───── SUPPLIED RECORDS ─────

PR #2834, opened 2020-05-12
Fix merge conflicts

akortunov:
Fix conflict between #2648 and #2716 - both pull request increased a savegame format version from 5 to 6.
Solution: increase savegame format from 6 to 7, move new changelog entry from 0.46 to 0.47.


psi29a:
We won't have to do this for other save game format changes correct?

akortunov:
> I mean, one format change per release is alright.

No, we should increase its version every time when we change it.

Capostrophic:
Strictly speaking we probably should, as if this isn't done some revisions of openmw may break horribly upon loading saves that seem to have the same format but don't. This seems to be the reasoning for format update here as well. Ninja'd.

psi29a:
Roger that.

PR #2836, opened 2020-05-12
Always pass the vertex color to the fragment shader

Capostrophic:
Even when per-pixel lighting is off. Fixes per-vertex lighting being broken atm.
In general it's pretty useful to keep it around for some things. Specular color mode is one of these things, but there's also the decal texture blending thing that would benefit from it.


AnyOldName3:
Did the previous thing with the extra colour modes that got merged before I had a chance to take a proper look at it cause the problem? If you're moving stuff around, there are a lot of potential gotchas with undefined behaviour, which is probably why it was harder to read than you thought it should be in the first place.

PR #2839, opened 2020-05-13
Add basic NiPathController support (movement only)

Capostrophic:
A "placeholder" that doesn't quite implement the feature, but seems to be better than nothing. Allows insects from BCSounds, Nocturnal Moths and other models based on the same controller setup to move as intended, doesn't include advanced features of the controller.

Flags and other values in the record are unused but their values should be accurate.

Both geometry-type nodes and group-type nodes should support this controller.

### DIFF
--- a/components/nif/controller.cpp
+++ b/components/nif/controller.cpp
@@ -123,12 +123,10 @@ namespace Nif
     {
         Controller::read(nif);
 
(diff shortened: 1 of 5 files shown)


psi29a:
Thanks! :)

─────

= TASK BRIEF =
Scanning the data above, copy out every line where "components" is found.

= SOLVED PROBLEM =
--- a/components/nif/controller.cpp
+++ b/components/nif/controller.cpp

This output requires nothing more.